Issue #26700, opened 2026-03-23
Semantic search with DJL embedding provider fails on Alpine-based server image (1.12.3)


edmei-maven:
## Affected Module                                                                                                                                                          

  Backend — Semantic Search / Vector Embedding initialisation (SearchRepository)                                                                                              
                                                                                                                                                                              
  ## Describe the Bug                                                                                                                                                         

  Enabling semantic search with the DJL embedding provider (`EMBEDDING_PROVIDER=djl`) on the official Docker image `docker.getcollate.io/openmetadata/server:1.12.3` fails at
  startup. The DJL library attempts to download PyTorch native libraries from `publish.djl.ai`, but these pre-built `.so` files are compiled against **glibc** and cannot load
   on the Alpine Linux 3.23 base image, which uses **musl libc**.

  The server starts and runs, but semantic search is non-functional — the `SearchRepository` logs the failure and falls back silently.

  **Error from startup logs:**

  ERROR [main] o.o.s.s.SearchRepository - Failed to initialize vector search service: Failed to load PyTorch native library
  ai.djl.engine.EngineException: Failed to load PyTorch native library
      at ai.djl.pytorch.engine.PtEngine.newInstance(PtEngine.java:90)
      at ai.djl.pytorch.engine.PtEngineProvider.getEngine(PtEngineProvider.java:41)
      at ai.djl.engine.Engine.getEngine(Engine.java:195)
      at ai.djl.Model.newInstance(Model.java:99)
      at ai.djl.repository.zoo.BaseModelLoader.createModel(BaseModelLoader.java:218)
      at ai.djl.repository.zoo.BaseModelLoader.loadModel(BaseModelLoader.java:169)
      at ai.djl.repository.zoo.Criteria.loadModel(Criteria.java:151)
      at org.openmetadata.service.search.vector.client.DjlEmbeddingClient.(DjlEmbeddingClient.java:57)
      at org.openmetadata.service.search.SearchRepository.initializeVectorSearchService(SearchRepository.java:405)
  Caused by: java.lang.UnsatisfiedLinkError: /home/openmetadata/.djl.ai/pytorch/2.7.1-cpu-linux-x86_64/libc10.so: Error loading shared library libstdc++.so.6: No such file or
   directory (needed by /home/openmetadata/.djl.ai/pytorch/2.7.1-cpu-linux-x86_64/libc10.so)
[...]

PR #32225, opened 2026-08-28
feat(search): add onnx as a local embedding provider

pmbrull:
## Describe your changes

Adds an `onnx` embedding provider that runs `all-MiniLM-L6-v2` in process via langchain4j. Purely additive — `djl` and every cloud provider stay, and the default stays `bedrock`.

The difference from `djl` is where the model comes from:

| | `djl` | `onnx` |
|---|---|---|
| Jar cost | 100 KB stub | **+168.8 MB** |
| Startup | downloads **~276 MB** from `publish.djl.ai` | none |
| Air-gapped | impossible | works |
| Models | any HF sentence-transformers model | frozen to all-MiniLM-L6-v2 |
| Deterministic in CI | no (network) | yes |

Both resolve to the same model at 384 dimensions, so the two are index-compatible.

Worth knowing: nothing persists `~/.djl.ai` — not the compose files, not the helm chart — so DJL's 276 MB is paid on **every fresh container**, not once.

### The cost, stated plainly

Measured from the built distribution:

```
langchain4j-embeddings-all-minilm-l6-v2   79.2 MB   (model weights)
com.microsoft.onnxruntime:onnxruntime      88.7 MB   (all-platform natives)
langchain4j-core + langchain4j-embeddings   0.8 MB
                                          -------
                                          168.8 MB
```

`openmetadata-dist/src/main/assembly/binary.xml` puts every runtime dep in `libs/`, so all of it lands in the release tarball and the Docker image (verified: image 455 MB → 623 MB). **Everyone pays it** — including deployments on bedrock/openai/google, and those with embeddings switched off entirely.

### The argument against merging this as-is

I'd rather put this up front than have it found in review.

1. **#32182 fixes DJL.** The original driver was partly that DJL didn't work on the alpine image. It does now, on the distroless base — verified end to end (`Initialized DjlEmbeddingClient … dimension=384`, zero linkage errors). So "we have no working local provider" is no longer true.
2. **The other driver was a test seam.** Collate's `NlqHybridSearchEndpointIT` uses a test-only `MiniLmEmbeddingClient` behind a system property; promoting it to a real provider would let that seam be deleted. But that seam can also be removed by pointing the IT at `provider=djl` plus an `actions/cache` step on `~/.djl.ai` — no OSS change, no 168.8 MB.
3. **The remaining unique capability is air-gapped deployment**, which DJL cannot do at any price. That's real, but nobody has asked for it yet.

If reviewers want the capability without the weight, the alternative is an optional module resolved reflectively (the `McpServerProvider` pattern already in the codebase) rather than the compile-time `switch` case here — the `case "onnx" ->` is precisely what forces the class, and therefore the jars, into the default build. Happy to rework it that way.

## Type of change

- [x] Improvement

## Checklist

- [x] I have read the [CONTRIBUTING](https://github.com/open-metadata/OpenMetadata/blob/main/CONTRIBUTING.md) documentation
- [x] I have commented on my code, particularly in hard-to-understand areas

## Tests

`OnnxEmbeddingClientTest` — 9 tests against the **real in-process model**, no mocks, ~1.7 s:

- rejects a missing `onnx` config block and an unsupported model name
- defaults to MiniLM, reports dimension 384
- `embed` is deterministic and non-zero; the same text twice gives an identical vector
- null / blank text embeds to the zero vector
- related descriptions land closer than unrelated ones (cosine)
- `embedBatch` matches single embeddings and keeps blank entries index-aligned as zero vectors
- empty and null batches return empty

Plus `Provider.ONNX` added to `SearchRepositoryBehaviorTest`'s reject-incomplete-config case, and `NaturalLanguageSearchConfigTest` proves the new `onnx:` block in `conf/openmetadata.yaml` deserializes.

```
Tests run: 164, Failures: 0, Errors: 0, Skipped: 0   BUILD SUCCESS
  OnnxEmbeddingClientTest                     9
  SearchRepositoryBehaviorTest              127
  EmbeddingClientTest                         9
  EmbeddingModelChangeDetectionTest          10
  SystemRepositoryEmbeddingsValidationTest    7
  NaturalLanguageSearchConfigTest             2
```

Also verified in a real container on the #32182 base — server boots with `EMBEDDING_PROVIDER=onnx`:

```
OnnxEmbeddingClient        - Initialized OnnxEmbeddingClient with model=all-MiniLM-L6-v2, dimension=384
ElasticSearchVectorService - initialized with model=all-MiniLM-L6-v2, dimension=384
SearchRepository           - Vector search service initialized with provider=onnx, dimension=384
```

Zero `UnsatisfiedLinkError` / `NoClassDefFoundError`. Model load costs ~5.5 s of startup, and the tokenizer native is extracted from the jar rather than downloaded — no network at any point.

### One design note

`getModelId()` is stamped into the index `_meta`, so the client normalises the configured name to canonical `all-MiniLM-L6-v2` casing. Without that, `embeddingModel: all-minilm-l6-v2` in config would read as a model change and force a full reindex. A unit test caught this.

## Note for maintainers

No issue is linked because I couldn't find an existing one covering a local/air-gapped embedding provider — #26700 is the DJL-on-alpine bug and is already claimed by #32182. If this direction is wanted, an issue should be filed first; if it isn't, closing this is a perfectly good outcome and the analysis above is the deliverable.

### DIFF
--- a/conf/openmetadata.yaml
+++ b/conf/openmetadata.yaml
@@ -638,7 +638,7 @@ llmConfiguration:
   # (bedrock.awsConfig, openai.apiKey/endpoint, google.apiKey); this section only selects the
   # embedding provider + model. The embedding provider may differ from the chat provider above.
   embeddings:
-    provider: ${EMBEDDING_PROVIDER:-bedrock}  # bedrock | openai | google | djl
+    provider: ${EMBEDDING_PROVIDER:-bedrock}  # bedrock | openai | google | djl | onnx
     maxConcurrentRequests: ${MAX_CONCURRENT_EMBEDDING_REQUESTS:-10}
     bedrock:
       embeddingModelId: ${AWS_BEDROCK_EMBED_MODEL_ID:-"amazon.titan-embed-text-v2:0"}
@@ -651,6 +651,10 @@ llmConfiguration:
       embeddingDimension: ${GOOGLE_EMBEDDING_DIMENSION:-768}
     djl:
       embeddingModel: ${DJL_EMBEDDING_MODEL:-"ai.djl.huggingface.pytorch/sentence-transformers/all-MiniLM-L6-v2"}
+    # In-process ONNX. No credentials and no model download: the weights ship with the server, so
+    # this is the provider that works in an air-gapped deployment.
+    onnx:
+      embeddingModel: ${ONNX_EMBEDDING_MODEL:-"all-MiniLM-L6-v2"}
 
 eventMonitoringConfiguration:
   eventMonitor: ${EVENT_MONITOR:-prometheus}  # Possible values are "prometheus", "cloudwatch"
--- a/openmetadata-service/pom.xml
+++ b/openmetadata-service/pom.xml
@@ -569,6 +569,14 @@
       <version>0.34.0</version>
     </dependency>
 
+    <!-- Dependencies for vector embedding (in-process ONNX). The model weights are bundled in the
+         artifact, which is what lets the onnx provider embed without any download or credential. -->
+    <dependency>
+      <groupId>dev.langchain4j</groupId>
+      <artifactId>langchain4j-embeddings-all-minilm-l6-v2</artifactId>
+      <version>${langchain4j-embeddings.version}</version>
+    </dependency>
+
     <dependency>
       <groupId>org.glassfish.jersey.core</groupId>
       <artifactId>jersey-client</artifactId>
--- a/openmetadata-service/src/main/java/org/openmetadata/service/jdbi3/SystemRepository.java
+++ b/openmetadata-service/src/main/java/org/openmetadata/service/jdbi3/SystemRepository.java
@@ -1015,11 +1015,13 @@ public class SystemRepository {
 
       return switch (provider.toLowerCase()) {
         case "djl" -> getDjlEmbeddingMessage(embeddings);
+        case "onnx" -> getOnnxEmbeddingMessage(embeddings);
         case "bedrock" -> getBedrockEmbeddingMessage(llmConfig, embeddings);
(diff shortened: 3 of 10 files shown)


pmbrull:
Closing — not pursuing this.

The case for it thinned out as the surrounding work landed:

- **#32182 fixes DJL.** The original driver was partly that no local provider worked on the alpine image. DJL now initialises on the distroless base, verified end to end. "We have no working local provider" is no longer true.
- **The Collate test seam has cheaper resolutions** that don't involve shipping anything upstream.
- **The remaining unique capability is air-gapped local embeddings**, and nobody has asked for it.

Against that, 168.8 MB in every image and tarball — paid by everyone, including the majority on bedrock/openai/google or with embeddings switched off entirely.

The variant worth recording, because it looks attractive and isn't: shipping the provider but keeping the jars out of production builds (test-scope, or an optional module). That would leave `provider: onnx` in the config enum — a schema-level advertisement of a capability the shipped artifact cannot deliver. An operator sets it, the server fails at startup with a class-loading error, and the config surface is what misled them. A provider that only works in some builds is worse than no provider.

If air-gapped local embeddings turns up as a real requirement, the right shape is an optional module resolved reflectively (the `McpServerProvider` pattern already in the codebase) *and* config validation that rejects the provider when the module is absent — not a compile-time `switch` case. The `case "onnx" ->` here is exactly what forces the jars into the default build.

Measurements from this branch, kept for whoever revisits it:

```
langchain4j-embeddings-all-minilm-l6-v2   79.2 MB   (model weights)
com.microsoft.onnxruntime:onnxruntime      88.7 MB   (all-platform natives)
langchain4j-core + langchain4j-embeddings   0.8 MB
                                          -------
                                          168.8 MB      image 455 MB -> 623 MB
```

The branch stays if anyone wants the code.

==

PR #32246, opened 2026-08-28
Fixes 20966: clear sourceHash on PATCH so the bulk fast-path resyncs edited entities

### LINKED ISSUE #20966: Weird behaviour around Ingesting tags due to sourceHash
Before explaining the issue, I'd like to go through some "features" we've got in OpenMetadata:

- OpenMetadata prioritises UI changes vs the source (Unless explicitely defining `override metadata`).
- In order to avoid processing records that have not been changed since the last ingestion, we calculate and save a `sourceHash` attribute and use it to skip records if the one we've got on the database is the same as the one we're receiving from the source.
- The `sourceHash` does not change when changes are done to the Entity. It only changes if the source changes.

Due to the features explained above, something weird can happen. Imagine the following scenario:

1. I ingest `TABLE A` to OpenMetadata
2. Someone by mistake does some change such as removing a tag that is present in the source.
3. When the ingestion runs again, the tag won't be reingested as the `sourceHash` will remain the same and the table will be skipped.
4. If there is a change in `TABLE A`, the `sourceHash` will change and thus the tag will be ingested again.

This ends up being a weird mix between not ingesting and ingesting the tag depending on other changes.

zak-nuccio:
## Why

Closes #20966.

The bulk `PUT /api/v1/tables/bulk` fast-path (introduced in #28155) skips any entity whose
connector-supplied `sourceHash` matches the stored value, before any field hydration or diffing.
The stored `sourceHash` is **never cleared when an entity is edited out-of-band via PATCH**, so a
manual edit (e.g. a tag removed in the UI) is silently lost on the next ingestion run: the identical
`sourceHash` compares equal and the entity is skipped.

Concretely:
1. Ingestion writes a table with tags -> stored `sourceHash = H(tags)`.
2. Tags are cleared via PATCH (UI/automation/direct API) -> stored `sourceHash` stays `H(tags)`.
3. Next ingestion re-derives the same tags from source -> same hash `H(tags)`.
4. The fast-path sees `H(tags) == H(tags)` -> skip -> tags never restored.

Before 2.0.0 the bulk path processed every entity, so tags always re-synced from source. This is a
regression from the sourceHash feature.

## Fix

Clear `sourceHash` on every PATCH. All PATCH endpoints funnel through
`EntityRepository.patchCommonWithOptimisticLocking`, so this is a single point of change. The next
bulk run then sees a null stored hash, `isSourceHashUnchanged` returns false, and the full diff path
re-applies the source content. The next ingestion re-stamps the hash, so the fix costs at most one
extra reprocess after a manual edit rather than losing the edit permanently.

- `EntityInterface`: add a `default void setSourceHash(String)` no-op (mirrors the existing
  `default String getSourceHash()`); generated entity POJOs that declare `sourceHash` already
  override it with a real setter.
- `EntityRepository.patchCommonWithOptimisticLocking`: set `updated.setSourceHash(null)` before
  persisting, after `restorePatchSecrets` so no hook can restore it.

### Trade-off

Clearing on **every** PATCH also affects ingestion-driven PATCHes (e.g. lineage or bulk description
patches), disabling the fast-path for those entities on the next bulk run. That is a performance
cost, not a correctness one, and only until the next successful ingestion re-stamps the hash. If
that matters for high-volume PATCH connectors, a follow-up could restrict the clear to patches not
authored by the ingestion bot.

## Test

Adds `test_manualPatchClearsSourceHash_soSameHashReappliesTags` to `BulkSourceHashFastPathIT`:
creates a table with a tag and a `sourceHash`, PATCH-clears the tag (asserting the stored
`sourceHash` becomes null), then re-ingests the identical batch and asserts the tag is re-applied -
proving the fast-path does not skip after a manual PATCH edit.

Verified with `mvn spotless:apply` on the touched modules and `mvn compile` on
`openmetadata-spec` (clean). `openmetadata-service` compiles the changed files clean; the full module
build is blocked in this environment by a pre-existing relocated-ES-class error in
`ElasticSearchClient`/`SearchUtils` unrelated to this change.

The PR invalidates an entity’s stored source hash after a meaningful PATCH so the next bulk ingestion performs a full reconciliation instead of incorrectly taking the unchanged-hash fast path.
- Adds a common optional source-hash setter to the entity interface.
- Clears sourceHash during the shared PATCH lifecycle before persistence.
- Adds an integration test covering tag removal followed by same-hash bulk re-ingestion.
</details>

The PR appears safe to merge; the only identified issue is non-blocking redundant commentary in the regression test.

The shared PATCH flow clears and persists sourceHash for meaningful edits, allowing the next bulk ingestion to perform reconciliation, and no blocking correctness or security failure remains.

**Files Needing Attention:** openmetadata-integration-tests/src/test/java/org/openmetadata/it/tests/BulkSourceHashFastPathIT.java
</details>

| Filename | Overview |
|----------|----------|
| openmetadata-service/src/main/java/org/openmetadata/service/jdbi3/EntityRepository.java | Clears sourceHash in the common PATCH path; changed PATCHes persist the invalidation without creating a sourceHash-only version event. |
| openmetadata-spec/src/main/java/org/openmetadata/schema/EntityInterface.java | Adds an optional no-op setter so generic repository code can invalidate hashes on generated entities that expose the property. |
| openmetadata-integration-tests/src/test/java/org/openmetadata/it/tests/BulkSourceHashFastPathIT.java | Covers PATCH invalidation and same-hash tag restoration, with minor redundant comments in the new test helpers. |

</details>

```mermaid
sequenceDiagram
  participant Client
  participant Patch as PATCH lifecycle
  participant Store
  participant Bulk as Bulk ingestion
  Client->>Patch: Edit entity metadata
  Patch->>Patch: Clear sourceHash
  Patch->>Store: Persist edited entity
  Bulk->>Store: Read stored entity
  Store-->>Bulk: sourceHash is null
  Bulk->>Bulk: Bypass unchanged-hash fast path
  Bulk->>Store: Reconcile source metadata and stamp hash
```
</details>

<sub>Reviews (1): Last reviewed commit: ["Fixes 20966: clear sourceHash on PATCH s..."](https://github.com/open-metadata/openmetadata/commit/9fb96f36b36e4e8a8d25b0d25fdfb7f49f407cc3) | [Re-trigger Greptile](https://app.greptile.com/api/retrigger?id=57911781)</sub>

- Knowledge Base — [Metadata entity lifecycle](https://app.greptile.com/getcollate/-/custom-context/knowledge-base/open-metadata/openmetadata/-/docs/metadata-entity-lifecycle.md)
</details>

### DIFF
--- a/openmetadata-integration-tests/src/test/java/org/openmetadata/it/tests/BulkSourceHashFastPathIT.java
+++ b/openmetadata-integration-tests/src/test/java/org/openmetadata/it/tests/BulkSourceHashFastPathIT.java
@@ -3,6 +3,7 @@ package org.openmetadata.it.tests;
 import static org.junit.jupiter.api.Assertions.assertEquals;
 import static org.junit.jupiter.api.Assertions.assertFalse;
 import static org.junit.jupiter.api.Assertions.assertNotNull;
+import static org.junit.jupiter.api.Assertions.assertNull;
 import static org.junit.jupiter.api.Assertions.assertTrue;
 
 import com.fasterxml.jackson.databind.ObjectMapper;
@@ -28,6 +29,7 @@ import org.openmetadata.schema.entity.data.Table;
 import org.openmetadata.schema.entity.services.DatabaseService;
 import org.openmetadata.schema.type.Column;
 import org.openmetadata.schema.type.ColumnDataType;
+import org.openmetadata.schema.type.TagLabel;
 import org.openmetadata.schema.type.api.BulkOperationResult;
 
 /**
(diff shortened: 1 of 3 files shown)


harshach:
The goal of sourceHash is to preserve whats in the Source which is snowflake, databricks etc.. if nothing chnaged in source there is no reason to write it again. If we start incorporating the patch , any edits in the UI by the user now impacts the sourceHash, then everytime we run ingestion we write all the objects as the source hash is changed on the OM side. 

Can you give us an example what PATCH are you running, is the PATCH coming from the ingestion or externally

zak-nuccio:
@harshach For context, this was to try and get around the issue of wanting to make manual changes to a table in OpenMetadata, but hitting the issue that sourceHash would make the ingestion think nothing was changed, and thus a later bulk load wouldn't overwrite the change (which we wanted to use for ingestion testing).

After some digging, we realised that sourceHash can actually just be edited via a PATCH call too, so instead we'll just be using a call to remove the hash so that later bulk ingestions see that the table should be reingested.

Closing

**WHAT YOU HAVE TO DO:** Look through the data and gather every line with the string "shipping" in it.

**EXERCISE RESPONSE:**
- **The Collate test seam has cheaper resolutions** that don't involve shipping anything upstream.
The variant worth recording, because it looks attractive and isn't: shipping the provider but keeping the jars out of production builds (test-scope, or an optional module). That would leave `provider: onnx` in the config enum — a schema-level advertisement of a capability the shipped artifact cannot deliver. An operator sets it, the server fails at startup with a class-loading error, and the config surface is what misled them. A provider that only works in some builds is worse than no provider.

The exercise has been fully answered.